• [What the exercise asks] Up to and including the line with "the relevant trait.", please reproduce the lines below exactly, beginning with the first.

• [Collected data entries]
* * *
PR #91, opened 2023-06-01
Bound for type parameters

limemloh:
## Purpose

Related to https://github.com/Concordium/concordium-rust-smart-contracts/issues/283.
Tests are implemented in https://github.com/Concordium/concordium-rust-smart-contracts/pull/293.

## Changes

- Deriving `Serial`, `Deserial`, `DeserialWithState` and `SchemaType` now produces an implementation which adds a bound to each of the type parameters to implement the relevant trait.
  Note that `Serial` and `DeserialWithState` skips this bound for `state_parameter` when/if this is provided. This is not the behavior of `Deserial` and `SchemaType` since they are incompatible with `DeserialWithState` and therefore `state_parameter` is never present in these cases.
- Deriving `SchemaType` will now produce code even without the `build-schema` feature being enabled. This PR depends on it to avoid having to introduce separate types (like for `ContainerAttributes`) for when this feature is enabled.

## Checklist

      hard-to-understand areas.

### DIFF
--- a/.github/workflows/linter.yml
+++ b/.github/workflows/linter.yml
@@ -122,4 +122,4 @@ jobs:
         uses: actions-rs/cargo@v1
         with:
           command: test
-          args: --all
+          args: --workspace
--- a/.github/workflows/linter.yml
+++ b/.github/workflows/linter.yml
@@ -105,7 +105,7 @@ jobs:
           args: --manifest-path=concordium-contracts-common-derive/Cargo.toml --target=${{ matrix.target }} --no-default-features -- -D warnings
 
   test:
-    name: x86_64 tests on concordium-contracts-common
+    name: x86_64 tests
     runs-on: ubuntu-latest
     steps:
       - name: Checkout sources
@@ -122,4 +122,4 @@ jobs:
         uses: actions-rs/cargo@v1
         with:
           command: test
-          args: --manifest-path=concordium-contracts-common/Cargo.toml
+          args: --all
--- a/concordium-contracts-common-derive/src/derive.rs
+++ b/concordium-contracts-common-derive/src/derive.rs
@@ -3,9 +3,7 @@
 use proc_macro::TokenStream;
 use proc_macro2::Span;
 use quote::ToTokens;
-#[cfg(feature = "build-schema")]
-use std::collections::HashMap;
-use std::{convert::TryFrom, ops::Neg};
+use std::{collections::HashMap, convert::TryFrom, ops::Neg};
 use syn::{spanned::Spanned, DataEnum, Ident, Meta};
 
 /// The prefix used in field attributes: `#[concordium(attr = "something")]`
@@ -15,7 +13,7 @@ const CONCORDIUM_ATTRIBUTE: &str = "concordium";
 const VALID_CONCORDIUM_FIELD_ATTRIBUTES: [&str; 3] = ["size_length", "ensure_ordered", "rename"];
 
 /// A list of valid concordium attributes
-const VALID_CONCORDIUM_ATTRIBUTES: [&str; 1] = ["state_parameter"];
+const VALID_CONCORDIUM_ATTRIBUTES: [&str; 2] = ["state_parameter", "bound"];
 
 fn get_root() -> proc_macro2::TokenStream { quote!(concordium_std) }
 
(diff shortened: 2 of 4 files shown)


concordium-contracts-common-derive/src/derive.rs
* * *
• [Output below]
PR #91, opened 2023-06-01
Bound for type parameters

limemloh:
## Purpose

Related to https://github.com/Concordium/concordium-rust-smart-contracts/issues/283.
Tests are implemented in https://github.com/Concordium/concordium-rust-smart-contracts/pull/293.

## Changes

- Deriving `Serial`, `Deserial`, `DeserialWithState` and `SchemaType` now produces an implementation which adds a bound to each of the type parameters to implement the relevant trait.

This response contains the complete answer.